● **Prompt**: Find each line below that includes "same", then copy it.

[Dataset excerpts]

################

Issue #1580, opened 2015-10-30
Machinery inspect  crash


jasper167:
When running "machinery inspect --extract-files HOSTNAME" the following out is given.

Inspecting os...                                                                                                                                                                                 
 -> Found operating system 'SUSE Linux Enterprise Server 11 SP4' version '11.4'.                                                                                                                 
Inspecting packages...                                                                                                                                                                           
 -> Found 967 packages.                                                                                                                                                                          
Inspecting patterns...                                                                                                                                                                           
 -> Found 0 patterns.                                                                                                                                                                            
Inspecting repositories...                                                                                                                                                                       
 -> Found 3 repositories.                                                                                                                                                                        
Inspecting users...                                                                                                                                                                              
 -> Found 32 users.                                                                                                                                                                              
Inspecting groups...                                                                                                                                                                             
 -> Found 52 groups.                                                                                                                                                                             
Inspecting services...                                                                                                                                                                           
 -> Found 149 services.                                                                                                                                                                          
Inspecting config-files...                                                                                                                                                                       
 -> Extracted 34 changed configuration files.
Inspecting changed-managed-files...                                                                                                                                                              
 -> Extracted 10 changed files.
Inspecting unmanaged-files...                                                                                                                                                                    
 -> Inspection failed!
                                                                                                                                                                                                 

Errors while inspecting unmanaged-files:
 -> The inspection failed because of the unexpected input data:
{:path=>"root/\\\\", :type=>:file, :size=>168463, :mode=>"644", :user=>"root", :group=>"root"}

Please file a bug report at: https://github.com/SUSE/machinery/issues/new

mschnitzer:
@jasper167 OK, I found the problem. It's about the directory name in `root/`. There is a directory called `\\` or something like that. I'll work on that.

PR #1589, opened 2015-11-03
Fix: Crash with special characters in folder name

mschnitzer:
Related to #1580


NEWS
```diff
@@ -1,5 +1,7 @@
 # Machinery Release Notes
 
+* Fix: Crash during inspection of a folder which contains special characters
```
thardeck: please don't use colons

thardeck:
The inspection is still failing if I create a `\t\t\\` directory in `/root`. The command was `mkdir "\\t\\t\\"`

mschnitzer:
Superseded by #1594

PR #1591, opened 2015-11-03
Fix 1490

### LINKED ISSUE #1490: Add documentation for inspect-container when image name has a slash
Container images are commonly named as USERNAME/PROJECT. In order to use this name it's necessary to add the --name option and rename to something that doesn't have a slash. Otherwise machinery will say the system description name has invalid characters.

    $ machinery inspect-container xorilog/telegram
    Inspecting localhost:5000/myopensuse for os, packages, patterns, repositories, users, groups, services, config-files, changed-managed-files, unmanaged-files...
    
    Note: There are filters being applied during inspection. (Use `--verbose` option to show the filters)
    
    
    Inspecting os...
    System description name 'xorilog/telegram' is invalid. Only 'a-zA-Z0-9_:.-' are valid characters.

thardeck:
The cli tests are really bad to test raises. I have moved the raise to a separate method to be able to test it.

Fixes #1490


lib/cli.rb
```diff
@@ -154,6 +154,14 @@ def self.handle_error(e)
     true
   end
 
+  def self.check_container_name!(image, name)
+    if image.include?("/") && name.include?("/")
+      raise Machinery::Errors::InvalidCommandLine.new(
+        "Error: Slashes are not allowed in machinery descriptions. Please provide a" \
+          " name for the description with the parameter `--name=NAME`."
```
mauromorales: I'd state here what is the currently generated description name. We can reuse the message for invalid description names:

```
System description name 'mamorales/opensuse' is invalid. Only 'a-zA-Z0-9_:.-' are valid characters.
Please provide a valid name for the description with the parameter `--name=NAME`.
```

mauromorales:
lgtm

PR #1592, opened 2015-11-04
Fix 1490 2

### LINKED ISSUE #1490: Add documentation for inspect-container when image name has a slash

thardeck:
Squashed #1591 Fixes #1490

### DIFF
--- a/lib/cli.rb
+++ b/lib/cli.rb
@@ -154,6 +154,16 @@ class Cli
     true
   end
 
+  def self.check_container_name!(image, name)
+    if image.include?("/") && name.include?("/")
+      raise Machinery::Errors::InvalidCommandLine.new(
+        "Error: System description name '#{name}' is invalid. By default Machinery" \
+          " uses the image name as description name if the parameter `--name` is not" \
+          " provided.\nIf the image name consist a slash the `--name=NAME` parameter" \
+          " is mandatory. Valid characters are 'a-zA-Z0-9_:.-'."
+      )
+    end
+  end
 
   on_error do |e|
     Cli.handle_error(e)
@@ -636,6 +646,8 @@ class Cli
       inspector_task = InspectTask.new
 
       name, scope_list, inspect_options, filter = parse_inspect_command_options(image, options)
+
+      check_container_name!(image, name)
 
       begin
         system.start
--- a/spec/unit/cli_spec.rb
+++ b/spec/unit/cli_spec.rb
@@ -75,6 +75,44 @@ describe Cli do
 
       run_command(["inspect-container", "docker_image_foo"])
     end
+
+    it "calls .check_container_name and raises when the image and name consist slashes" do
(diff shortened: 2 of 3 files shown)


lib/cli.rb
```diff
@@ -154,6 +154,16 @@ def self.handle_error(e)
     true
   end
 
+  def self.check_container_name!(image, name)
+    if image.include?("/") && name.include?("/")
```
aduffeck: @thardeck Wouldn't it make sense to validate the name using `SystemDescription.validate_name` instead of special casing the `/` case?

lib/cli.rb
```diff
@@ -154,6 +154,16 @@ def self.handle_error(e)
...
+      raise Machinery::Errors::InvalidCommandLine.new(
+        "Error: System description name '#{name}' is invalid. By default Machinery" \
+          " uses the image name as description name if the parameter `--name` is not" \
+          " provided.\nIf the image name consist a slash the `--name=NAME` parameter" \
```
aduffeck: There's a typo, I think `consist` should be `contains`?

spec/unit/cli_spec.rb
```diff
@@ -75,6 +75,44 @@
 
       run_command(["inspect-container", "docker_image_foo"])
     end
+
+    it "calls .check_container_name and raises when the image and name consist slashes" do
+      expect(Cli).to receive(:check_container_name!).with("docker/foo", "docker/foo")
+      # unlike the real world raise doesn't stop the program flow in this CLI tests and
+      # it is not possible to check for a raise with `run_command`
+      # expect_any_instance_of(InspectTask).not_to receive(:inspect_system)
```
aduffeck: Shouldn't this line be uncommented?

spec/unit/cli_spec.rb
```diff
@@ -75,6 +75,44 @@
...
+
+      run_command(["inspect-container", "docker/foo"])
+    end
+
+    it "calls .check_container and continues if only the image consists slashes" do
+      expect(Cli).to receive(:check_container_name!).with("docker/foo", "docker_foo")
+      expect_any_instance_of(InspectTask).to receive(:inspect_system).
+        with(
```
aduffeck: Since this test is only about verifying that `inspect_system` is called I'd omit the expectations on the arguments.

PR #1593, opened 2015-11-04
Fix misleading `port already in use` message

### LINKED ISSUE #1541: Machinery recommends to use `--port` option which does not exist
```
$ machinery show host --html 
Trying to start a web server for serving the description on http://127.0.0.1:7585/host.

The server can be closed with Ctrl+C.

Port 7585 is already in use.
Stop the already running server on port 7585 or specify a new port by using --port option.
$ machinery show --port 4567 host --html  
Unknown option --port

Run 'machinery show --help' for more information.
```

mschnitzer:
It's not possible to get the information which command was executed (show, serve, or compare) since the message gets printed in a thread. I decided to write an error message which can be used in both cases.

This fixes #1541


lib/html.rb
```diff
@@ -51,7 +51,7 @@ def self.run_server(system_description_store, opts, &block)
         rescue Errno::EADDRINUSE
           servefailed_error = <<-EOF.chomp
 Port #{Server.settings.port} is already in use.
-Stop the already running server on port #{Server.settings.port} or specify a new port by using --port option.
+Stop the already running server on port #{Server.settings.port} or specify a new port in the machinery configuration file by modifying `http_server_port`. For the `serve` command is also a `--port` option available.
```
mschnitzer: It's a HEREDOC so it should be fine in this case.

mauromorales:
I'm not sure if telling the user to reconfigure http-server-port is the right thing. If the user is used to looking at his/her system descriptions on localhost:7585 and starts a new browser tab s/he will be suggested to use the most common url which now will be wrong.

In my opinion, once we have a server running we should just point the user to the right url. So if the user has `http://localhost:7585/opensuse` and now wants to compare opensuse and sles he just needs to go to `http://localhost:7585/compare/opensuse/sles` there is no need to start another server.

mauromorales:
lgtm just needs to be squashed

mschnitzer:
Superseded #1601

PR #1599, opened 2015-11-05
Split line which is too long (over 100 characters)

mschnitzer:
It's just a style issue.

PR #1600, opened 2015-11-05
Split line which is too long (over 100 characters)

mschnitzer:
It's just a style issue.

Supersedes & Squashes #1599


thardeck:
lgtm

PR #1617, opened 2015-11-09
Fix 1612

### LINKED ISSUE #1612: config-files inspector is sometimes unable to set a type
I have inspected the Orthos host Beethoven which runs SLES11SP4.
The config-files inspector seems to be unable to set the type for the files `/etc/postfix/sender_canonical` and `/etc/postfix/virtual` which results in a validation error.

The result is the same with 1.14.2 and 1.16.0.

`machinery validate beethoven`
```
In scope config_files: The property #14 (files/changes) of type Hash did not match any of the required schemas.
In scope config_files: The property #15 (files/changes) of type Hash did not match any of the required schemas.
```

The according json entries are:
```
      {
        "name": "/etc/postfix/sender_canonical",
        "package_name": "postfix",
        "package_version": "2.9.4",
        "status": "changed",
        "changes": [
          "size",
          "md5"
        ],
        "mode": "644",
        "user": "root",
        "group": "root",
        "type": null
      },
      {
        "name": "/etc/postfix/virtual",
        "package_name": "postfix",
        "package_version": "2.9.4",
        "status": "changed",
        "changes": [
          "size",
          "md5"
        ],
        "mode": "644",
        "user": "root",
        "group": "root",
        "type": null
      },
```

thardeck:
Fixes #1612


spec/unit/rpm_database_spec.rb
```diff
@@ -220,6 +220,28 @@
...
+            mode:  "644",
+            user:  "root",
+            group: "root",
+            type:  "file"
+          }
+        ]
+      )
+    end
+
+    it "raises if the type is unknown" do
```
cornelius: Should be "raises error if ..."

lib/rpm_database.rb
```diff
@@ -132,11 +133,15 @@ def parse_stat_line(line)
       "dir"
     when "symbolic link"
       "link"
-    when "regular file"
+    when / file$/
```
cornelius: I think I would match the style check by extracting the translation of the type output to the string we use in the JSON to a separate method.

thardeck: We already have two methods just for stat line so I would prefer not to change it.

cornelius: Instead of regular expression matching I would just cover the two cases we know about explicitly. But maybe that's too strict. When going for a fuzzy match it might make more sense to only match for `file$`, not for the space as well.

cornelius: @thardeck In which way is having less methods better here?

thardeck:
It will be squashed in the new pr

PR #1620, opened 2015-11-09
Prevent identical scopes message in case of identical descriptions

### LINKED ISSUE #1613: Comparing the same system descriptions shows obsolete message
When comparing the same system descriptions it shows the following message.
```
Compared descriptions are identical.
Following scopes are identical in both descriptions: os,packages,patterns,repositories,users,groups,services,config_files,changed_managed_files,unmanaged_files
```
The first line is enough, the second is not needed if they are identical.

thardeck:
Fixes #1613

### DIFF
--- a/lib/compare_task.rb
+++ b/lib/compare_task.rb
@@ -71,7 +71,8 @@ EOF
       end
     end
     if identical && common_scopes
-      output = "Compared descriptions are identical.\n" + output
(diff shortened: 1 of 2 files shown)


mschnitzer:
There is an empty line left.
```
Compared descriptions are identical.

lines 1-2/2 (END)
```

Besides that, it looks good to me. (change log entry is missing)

################

● **Exercise result**:
The result is the same with 1.14.2 and 1.16.0.
### LINKED ISSUE #1613: Comparing the same system descriptions shows obsolete message
When comparing the same system descriptions it shows the following message.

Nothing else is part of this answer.